Why Security and AI Need to Grow Hand in Hand

Enterprises are letting cybersecurity fall by the wayside in favor of their AI ambitions. 

Recent data from Accenture found that 77% of organizations lack the foundational AI security necessary to keep models, data pipelines and cloud infrastructure safe. Meanwhile, 42% of companies say they have struck the right balance between AI deployment and security. 

Data is the core of AI. If security strategies don’t grow in tandem with AI development and adoption, your enterprise is putting anything that goes into a model at risk, said Stephen Gorham, chief strategy officer at security firm OPSWAT. 

“That data is often sensitive data, that data is often proprietary data, that data is often regulated data,” said Gorham. “If it doesn’t evolve alongside, you’re going to risk data leakage.” 

But as AI continues to take budget and priority within organizations, enterprises may struggle to find a balance. According to Accenture, only 28% of organizations embed security protocols into tech transformation initiatives from the jump. 

Plus, AI is often used outside of the view of organizations entirely.
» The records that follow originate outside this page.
PR #2019, opened 2018-05-14
SONARJAVA-2491 Read constant values from bytecode

pynicolas:

### DIFF
--- a/java-checks/src/main/java/org/sonar/java/checks/helpers/ConstantUtils.java
+++ b/java-checks/src/main/java/org/sonar/java/checks/helpers/ConstantUtils.java
@@ -1,0 +1,72 @@
+/*
+ * SonarQube Java
+ * Copyright (C) 2012-2018 SonarSource SA
+ * mailto:info AT sonarsource DOT com
+ *
+ * This program is free software; you can redistribute it and/or
+ * modify it under the terms of the GNU Lesser General Public
+ * License as published by the Free Software Foundation; either
+ * version 3 of the License, or (at your option) any later version.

A survey from Zoho IT subsidiary ManageEngine found that 60% of employees increased their use of shadow AI, or unapproved AI tools, over the last year. Around 91% believe that shadow AI poses little to no risk. Though Shadow IT has been around for years, “the issue with AI is it kind of exacerbates this problem,” said Gorham. 

The best place to start leveling up your security protocols, Gorham said, is by implementing principles of zero trust:

• In case you’re unaware, zero trust is a framework that assumes nothing is inherently safe – no user, device or application – even if it’s within your organization’s network. 
• Grounding AI development and deployment in zero trust principles as a “standard bearer” could help prevent your data from ending up in the wrong hands, he said. 
• This could look like creating an inventory to classify data that’s being fed to models, doing security and compliance scans through the model development lifecycle, and only allowing minimum necessary permissions for access.  

“I know I sound like a broken record, but zero trust, zero trust, zero trust” said Gorham. “Strict identity controls solve a lot of this stuff. Visibility and monitoring solve a lot of this stuff. Policy enforcement and education solves a lot of these things.”